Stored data
BEGIN
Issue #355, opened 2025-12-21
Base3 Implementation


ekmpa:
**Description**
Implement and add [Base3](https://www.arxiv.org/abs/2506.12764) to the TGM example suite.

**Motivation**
END
BEGIN
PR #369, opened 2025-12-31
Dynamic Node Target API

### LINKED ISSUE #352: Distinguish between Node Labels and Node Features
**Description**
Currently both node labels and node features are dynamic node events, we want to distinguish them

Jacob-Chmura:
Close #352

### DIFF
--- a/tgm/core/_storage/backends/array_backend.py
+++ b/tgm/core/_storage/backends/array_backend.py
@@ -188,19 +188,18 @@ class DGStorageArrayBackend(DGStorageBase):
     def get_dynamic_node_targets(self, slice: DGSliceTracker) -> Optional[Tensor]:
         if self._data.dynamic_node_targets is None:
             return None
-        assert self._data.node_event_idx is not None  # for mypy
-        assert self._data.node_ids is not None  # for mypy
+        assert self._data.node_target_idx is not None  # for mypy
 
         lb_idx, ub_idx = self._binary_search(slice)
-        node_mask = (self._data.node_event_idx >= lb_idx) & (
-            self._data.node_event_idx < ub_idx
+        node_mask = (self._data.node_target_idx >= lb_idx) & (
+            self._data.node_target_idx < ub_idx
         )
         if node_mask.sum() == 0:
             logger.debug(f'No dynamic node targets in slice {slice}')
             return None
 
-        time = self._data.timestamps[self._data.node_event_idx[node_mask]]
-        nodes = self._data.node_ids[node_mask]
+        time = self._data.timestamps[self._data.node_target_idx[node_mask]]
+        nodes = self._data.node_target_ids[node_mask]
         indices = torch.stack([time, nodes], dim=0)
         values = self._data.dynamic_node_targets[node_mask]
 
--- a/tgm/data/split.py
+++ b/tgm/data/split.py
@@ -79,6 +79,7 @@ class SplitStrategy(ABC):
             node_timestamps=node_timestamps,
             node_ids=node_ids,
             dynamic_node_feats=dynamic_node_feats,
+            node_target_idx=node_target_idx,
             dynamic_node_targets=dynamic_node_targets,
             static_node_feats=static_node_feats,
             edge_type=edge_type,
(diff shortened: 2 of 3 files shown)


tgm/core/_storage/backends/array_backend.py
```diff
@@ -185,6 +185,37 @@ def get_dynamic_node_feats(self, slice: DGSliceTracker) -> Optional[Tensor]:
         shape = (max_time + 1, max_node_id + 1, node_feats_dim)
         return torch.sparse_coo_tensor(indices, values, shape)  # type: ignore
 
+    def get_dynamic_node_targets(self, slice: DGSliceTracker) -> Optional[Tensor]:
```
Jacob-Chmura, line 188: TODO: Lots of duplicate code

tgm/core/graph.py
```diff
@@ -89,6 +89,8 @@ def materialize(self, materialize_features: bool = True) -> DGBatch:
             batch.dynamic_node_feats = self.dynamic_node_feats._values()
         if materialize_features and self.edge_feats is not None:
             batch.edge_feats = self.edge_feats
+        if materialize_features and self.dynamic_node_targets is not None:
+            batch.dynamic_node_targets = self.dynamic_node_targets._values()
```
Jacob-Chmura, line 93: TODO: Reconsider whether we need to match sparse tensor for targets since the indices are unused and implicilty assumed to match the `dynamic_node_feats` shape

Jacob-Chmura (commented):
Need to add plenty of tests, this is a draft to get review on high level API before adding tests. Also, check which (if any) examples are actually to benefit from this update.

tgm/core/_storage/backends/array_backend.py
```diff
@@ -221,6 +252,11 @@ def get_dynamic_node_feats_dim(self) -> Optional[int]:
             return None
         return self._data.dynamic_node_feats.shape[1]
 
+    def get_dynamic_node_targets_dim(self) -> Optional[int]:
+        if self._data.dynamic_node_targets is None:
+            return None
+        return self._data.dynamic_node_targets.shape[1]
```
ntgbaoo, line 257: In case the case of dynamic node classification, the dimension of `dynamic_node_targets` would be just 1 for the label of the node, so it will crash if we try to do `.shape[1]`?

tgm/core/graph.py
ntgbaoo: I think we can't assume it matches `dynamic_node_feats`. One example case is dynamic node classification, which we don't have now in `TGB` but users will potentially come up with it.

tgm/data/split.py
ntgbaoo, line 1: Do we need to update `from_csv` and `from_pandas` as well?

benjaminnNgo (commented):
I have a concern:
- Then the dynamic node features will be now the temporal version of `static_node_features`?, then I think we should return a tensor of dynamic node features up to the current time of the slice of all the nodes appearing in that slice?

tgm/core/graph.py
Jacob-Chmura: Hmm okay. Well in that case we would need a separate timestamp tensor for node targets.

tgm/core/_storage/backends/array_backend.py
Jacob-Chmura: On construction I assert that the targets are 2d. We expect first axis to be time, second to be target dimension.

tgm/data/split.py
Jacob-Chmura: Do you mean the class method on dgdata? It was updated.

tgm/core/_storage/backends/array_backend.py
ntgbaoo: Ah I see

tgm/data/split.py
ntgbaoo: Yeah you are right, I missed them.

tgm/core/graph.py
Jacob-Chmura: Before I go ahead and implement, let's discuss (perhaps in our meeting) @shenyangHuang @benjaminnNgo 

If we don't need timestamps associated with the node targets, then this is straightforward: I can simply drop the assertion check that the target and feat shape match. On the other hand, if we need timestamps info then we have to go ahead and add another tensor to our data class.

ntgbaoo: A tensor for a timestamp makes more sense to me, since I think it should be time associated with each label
END
Requirement.
In the entries above, which lines hold the word "None"? Copy them out.

Answer below.
         if self._data.dynamic_node_targets is None:
             return None
-        assert self._data.node_event_idx is not None  # for mypy
-        assert self._data.node_ids is not None  # for mypy
+        assert self._data.node_target_idx is not None  # for mypy
             return None
         if materialize_features and self.edge_feats is not None:
+        if materialize_features and self.dynamic_node_targets is not None:
             return None
+        if self._data.dynamic_node_targets is None:
+            return None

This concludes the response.